Indeed, there is no easy way around this and many (most?) numerically
intensive programs use small vectors and matrices.
So the conclusion can only be that Java is not suitable for such
applications.
Omitting the rest of the discussion, I would like to reply to that
last statement only.
First. The languages are roughly divided into "compilative" and
"interpretative". For the first ones more checks and optimizing work
can be done at compile-time, while for the later they all fall to
run-time. Interpretation loops of VM, start ups etc. take their time
for work non-productive from the end-result point of view.
Java, from one side, is implemented as a compilative language, i.e.
with a JVM interpreter. You pay this price for being
platform-independent.
From another side, Java, in most of its features is a well-compilable
language, alike C and C++.
The solution that I have proposed giving my statistics, was to compile
your application for a known target platform (if it is x86/Windows, it
can be JET (
http://www.excelsior-usa.com/jet.html), or it can be
GCJ... The reason was to get rid of the interpreting engine - JVM and
to benefit of the powerful optimizing techniques implemented in modern
compilers.
Second. A theorem: For any language, any platform and any hardware
there exists a problem that cannot be efficiently solved with them.
Proof: consider any polynomic or NP-complete problem with high
factors.
Usually, is is not a tool to be blamed. Special methods to solve these
"hard tasks" should be elaborated, standard algorythms should be
optimized into special versions, etc.
Consider the case that is now fundamental to programming with Windows:
I mean "invalidation rectangles". I bet that initially the problem was
that redrawing the full heap of windows on a screen when something
changes in one of them was not acceptible (redrawing time being much
more the eye wink time). Suppose that with modern speeds it is
possible to recalculate the full screen picture at a time less than a
screen update frequency (60Hz). Who would ever think on that problem?

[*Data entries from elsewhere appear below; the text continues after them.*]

Issue #1688, opened 2026-08-26
docs: explain conditional_join and reverse-aggregation index representations


samukweku:
## Goal

Create a dedicated documentation pass for `conditional_join` and `join_agg` that explains the internal join representations in plain language and documents the contracts relied on by the Python and Rust layers.

This should remain separate from performance implementation PRs. The purpose is to make the code understandable to users and contributors before further optimization work lands.

## ELI5 overview

Add a short, user-oriented explanation of the pipeline:

```text
find possible right-hand matches
  -> store them efficiently
  -> optionally filter those candidates
  -> aggregate values for each left-hand row
```

Explain that the implementation may represent matches in different forms depending on the join shape, rather than always materializing a full pair of left/right arrays immediately.

## Representations to document

Explain, with small concrete examples, the meaning and invariants of:

- `starts`: where each left row’s candidate range begins;
- `ends`: where each left row’s candidate range ends (exclusive);
- `counts_array`: number of candidates surviving for each left row;
- `matches`: a flat boolean/flag tape used to filter candidates;
- `positions`: a flat integer tape whose entries indirectly index `right_index`;
- `left_index` and `right_index`: whether they contain dataframe labels, row positions, or intermediate index values at each stage;
- `total`: number of materialized/surviving matches.

For `positions`, include an example such as:

```text
right_index = ["a", "b", "c", "d"]
positions   = [2, 0, 2, 3, 1]
starts      = [0, 2, 4]
ends        = [2, 4, 5]

left row 0 -> positions[0:2] -> ["c", "a"]
left row 1 -> positions[2:4] -> ["c", "d"]
left row 2 -> positions[4:5] -> ["b"]
```

## Trigger conditions

Document when each representation is produced, including the broad distinction between:

- simple/equi joins;
- starts-only and ends-only paths;
- range joins;
- multi-condition joins that retain a positions tape;
- additional conditions that filter an existing candidate tape;
- `keep="all"`, `keep="first"`, and `keep="last"`.

The documentation should explicitly explain why `positions` is needed: it is an indirection layer that allows candidate matches to remain compact and filterable before output labels are materialized.

## Docstring requirements

Improve docstrings for the relevant private helpers in `janitor/functions/_conditional_join/` so they state:

- accepted input shapes and dtypes;
- whether indexes are labels or positional indexes;
- range boundaries and whether `end` is exclusive;
- required parallel-array lengths;
- empty-range behavior;
[...]

PR #100, opened 2018-12-18
Convert malab date

ocefpaf:
This PR resolves #(put issue number here).

# PR Checklist

Please ensure that you have done the following:

1. [X] PR in from a fork off your branch. Do not PR from <your_username>:master, but rather from <your_username>:<branch_name>.
2. [ ] If you're not on the contributors list, add yourself to `AUTHORS.rst`.

## Quick Check

To do a very quick check that everything is correct, follow these steps below:

- [X] Run the command `make check` from pyjanitor's top-level directory. This will automatically run:
    - black formatting
    - pycodestyle checkin
    - running the test suite
    - docs build

## Code Changes

If you are adding code changes, please ensure the following:

- [X] Ensure that you have added tests.
- [X] Run all tests (`$ pytest .`) locally on your machine.
    - [ ] Check to ensure that test coverage covers the lines of code that you have added.
    - [X] Ensure that all tests pass.

## Documentation Changes

If you are adding documentation changes, please ensure the following:

- [ ] Build the docs locally.
- [ ] View the docs to check that it renders correctly.

# PR Description

Add a Matlab date converter akin to the the Excel date converter.

# Relevant Reviewers

- @ericmjl :wink:

PR #1690, opened 2026-08-26
perf: coordinate reverse positions aggregation APIs

samukweku:
## Summary

Coordinate the pyjanitor calls for all five reverse positions aggregations. Remove the redundant `length` argument from the positions wrappers and dispatch only the remaining positions aggregations with that argument.

## Related

- janitor-rs #100
- janitor-rs #23
- Documentation issue #1688

## Verification

- Pre-commit checks passed for formatting, lint, and docstring validation
- Python syntax checks passed
- Rust-side tests and old-vs-compact benchmarks are included in the five corresponding janitor-rs PRs

Runtime tests and benchmark execution remain pending because the local macOS host lacks the configured Python 3.9 framework.

### DIFF
--- a/AGENTS.md
+++ b/AGENTS.md
@@ -548,6 +548,23 @@ CLI.
 include MkDocs. The documentation task is available in the `docs` environment.
 **Recommendation**: Run `pixi run -e docs build-docs` to build documentation.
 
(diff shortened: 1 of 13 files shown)


samukweku:

PR #1887, opened 2026-08-19
test(e2e): add Maestro smoke and nightly flows

ksharma-xyz:
## What

Adds a checked-in Maestro flow suite: six flows split into two lanes, plus a shared step and a README.

`smoke/` is fast enough to gate a pull request; `nightly/` covers process lifecycle and permission denial, where a slow run is fine.

## Changes

- `.maestro/smoke/`: cold launch, the full plan-a-trip journey against the real API, and a rotation sweep across home, search stop and the timetable. Rotation is the one worth having, because it destroys and recreates the Activity, which is this repo's top crash class and is invisible to detekt and unit tests.
- `.maestro/nightly/`: the longer flows, including permissions-denied.
- `.maestro/shared/dismiss-intro.yaml`: the first-run carousel dismissal, kept outside both lanes so a directory run never treats it as a test.
- `.maestro/README.md`: the conventions below, written at each one.
- Selectors are `testTag` ids throughout, so a wording change cannot break a flow and a failure always means behaviour changed. The app id is a parameter passed with `-e`, so one set of flows serves Android debug, Android release and iOS.

## Four conventions, each a fix for a failure this suite hit while being written

- **Wait rather than assert after anything async.** The search row animates in, so asserting it in place passes warm and fails cold: green locally, red on CI's first run only.
- **Scroll to list items instead of asserting in place.** Maestro matches only what is on screen, and the "Save this trip?" prompt pushes journey cards below the fold on a short viewport, so an in-place assert measures device height rather than behaviour.
- **Restore orientation in `onFlowComplete`.** A rotation flow that fails leaves the device in landscape, where the search row collapses to a pill, so one failure cascaded into three.
- **Guard the carousel dismissal on `intro.screen`.** Otherwise it fails on every run after the first.

## Testing

- All six flows verified against an Android emulator and an iOS simulator.
- No production source touched, so unit tests and snapshot verification are unaffected; both lanes still run on this PR.

### DIFF
--- a/.maestro/README.md
+++ b/.maestro/README.md
@@ -1,0 +1,121 @@
+# End-to-end flows
+
+[Maestro](https://maestro.mobile.dev) flows that drive the real app on a real device or
+simulator. They cover the things unit tests and detekt structurally cannot: whether the app
+launches, whether a rider can actually plan a trip, and whether a screen survives having its
+Activity destroyed underneath it.
+
+Verified against **Maestro 2.8.0**. `setOrientation` needs 2.x; on 1.x the rotation sweep will
+not parse.
+
+```sh
+curl -fsSL "https://get.maestro.mobile.dev" | bash
+export PATH="$PATH:$HOME/.maestro/bin"
+maestro --version   # expect 2.x
+```
+
+## Two lanes
+
+| Lane | Runs | Contents |
+|---|---|---|
+| `smoke/` | Every PR | Launch, plan a trip, rotation sweep. Fast enough to gate a merge. |
+| `nightly/` | Nightly cron, `prod/**`, manual dispatch | Process lifecycle and permission-denial cases. Slower, and not worth blocking a PR on. |
+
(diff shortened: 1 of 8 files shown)


ksharma-xyz:
* **#1888** <a href="https://app.graphite.com/github/pr/ksharma-xyz/KRAIL/1888?utm_source=stack-comment-icon" target="_blank">Graphite</a>
* **#1887** <a href="https://app.graphite.com/github/pr/ksharma-xyz/KRAIL/1887?utm_source=stack-comment-icon" target="_blank">Graphite</a> 👈 <a href="https://app.graphite.com/github/pr/ksharma-xyz/KRAIL/1887?utm_source=stack-comment-view-in-graphite" target="_blank">(View in Graphite)</a>
* **#1886** <a href="https://app.graphite.com/github/pr/ksharma-xyz/KRAIL/1886?utm_source=stack-comment-icon" target="_blank">Graphite</a>
* `main`


<h2></h2>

Hence the statement: a program that will need to be optimized should
be optimized not only at the latest phase, when a VM or a compiler try
to do their best, and not even (though in more extent) at the phase of
coding the algorythm on a particular language, but yet on the phase of
algorythm selection.
As for the language, the skills of writing fast-working programs may
be somewhat different from the skills of writing programs "as books
and professors teach". It may be more preferrable to unroll loops, to
precalculate often used data into huge static arrays, write in a mix
of languages (well, after all, if 90% of time your program spents in a
5-lines loop, isn't it a reason to write this loop in assembler than
to reject the language which is perfect for rest N-5 lines??), etc.
etc...
So, the art of optimizing programs is an art indeed that should be
learnt as we learn to program
Vit
Excelsior, LLC